"Sasuke? Tumben bangun pagi?"

Sasuke mengucek kedua matanya malas seraya bergumam pelan—sepertinya ia masih mengantuk. Dengan piyama biru muda yang masih melekat di atas tubuhnya ia membuka pintu geser kaca yang ada di dalam kamarnya, kemudian berjalan pelan menuju balkon.

Ia sama sekali tidak menggubris pertanyaan sang tetangga yang kebetulan memiliki kamar berseberangan dengan kamarnya dan juga sekolah yang sama dengannya selama ini. Ia hanya diam.

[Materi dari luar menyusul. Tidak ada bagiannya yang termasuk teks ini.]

PR #1124, opened 2021-01-30
improvement: ZENKO-3127 set image pull policy

rahulreddy:
Set image pull policy to `IfNotPresent`

### DIFF
--- a/eve/workers/end2end/scripts/deploy-zenko.sh
+++ b/eve/workers/end2end/scripts/deploy-zenko.sh
@@ -61,7 +61,7 @@ metadata:
   name: ${ZENKO_VERSION_NAME}
   namespace: ${NAMESPACE}
 spec:
-  imagePullPolicy: Always
+  imagePullPolicy: IfNotPresent
   versions:
     management:
       ui:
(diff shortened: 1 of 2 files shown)


rahulreddy:
There are other references like the zookeeper operator
```
          command:
          - zookeeper-operator
          imagePullPolicy: Always

```
Should I change this as well?

miniscruff:
> 
> 
> There are other references like the zookeeper operator
> 
> ```
>           command:
>           - zookeeper-operator
>           imagePullPolicy: Always
> ```
> 
> Should I change this as well?

I think so

NicolasT:
I'm a bit confused as to why we have to (ever) specify an `imagePullPolicy`. The default policy is `IfNotPresent`, *except* if the tag is `latest`, in which case it is `Always`. So, setting a (custom) `imagePullPolicy` (likely setting it to `Always` for non-`latest` tags) is a sign of a flawed delivery pipeline (note, I'm aware that's *not* what this PR is doing). Except if there's a security policy which dictates to use `Always` (which would then always verify the digest of the local image with the remote one, preventing image cache injection attacks).
So, instead of setting this to `IfNotPresent`, wouldn't it be better to rely on the (sensible) defaults and not specify anything at all?

rachedbenmustapha:
Already relies on the default value provided by zenko-operator which is "if not present"

Issue #621, opened 2019-08-06
makeConfig Does not use the port supplied in server


michael-stern:
## Environment

"react-native": "0.60.4",
"@haul-bundler/babel-preset-react-native": "0.10.1",
"@haul-bundler/cli": "0.10.0",
"@haul-bundler/preset-0.60": "0.10.0",

## Description

In my `haul.config.js` file I am calling `makeConfig` with a server object:
```
    server: {
        host: 'localhost',
        port: 8088,
    },
```
But when the haul server starts running it says `Packager server running on http://localhost:8081`
Changing the `host` in the `server` object works but it still ignores the `port`.

If I supply the port with `--port 8088` then it works as expected.

## Reproducible Demo

example haul config:
```
/* Copyright 2019 PolySign Inc.
import { withPolyfills, makeConfig } from '@haul-bundler/preset-0.60'

export default makeConfig({
    server: {
        host: '0.0.0.0',
        port: 8088,
    },
    bundles: {
        index: {
            entry: withPolyfills('./index.js'),
        },
    },
})
```

Then run haul with either `npm run start` (if you have a run script for that) or `npx haul start` and see that the port is still 8081.

PR #623, opened 2019-08-07
fix: port setting in haul.config.js not used

zamotany:
#621

### DIFF
--- a/packages/haul-cli/src/commands/start.ts
+++ b/packages/haul-cli/src/commands/start.ts
@@ -1,6 +1,5 @@
 import yargs from 'yargs';
 import {
-  DEFAULT_PORT,
   DEFAULT_CONFIG_FILENAME,
   INTERACTIVE_MODE_DEFAULT,
   getProjectConfigPath,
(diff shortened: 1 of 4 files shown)


packages/haul-cli/src/commands/start.ts
```diff
@@ -22,7 +21,6 @@ export default function startCommand(runtime: Runtime) {
     builder: {
       port: {
         description: 'Port to run your webpack server',
-        default: DEFAULT_PORT,
```
thymikee: why removing from here? I guess it's still normalized later, but this feels like a proper place for a default port

zamotany: The thing is if I add it here the `port` from `haul.config.js` won't be picked up. Also we use `port` from the normalised config and there's a fallback to `DEFAULT_PORT` there as well:
```
port: env.port || get(projectConfig, 'server.port', DEFAULT_PORT),
```

thymikee: Ah yea that's a fair call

"Pagi yang indah, 'kan?" tanya seorang gadis dari arah seberang balkon kamar Sasuke seraya menghirup dalam-dalam udara sejuk di pagi hari. Mata hijau hutannya memandang takjub hamparan bukit luas dari atas balkon kamarnya dengan beberapa rumah kecil yang bermukim di sekitar bukit tersebut.

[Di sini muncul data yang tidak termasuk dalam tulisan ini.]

PR #624, opened 2019-08-08
fix: Speed up source map generation by only stringiying at the end

FuegoFro:
Currently when generating source maps, we stringiyf the in-progress
indexMap once for every. single. file. even though we only care about
the final result (and indeed overwrite our previous stringification each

Sasuke mengacak-acak pelan rambut raven kebanggannya dan menoleh ke arah timur. Benar juga, matahari sedang terbit—membiaskan cahaya berwarna kemerahan di hamparan atap dan dedauan di sekitarnya.

"..."

"Lain kali, bangunlah pagi seperti ini. Udara pagi sangat menyejukkan, lho!"

"..."

"Apalagi kalau jogging, pasti tambah segar."

"..."

Sasuke mendengus pelan seraya menggaruk perutnya yang terasa gatal. Kapankah gadis cerewet ini akan berhenti mengoceh? Tiap hari tidak ada habisnya—rutuk Sasuke dalam hati.

"Ah ya, aku lupa." Gadis berambut merah muda itu mengerjap sesaat seolah mengingat sesuatu yang penting. Ia memiringkan kepalanya dan berkata, "Selamat pagi, Sasuke!" ucapnya seraya memasang senyum paling manis yang dia bisa.

"..."

"..."

"..."

"... Hn."

Sakura tertawa ringan.

Satu kata pertama yang digumamkan Sasuke pada pagi hari ini—untuk Sakura Haruno. Sahabat sekaligus tetangganya sejak lahir.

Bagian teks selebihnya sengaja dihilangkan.